▶ **EXTRACTED RECORDS**
PR #705, opened 2026-08-03
Add wrapper around `tree-sitter`; stop passing source around so much

ZedThree:
Inspired by [`yak-sitter`](https://github.com/Jakobeha/type-sitter/blob/main/yak-sitter/), this is a mostly drop-in replacement for `tree-sitter`, except that like `yak-sitter`, it stores the source text in the `Tree` which allows each `Node` to immediately access its text. The cost of this is that it's now unsafe to make edits to the `Tree` -- but we modify the source text and re-parse, so that's not a problem for us.

This means that instead of stuff like `node.to_text(src).context("expected text")?`, we can just write `node.text()`. This often means we then don't need to pass `src` down a whole stack of functions.

Unfortunately, this touches almost everything. Thankfully, [`rust-analyzer` can remove unused parameters trivially](https://rust-analyzer.github.io/book/assists.html#remove_unused_param), so this was actually pretty easy to implement.


Cargo.toml
```diff
@@ -97,13 +98,13 @@ tracing-subscriber = { version = "0.3.18", default-features = false, features =
...
-tree-sitter = "~0.25.0"
-tree-sitter-cli = "~0.25.0"
+tree-sitter = "~0.26.0"
+tree-sitter-cli = "~0.26.0"
 tree-sitter-fortran = { git = "https://github.com/stadelmanma/tree-sitter-fortran.git", rev = "32a3e63" }
 toml = "1.0.0"
 unicode-width = "0.2.0"
 url = { version = "2.5.0" }
-
+yak-sitter = { path = "/home/peter/Tools/tree-sitter/type-sitter/yak-sitter/" }
```
LiamPattinson: Should this point to a git repo?

ZedThree: Oops, that was just there for testing, we don't use it at all now (or rather, it's been entirely vendored)

crates/fortitude_sitter/src/ast/types.rs
```diff
@@ -1068,13 +1062,161 @@ impl<'a> HasNode<'a> for UsedItem<'a> {
...
 }
 
+/// Returns true if the type passed to it is number-like, and of a kind that can be modified using
+/// kinds. 'double precision' and 'double complex' are not included.
+pub fn dtype_is_plain_number(dtype: &str) -> bool {
+    matches!(
+        dtype.to_lowercase().as_str(),
+        "integer" | "real" | "logical" | "complex"
+    )
+}
```
LiamPattinson, line 1072: Not worth fixing in this PR, but I'm sure this can be replaced with `Symbol` checking nowadays

LiamPattinson (commented):
All looks good! I think it may need to be rebased before merging for the new rule that was just added

ZedThree:
Rebased to fix the new rule

LiamPattinson (approved):
Thanks @ZedThree!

▶ **ABOUT THIS EXERCISE**
How many of the lines above contain the string "complex"? Give the number only.

▶ **SOLUTION TO THE EXERCISE**
2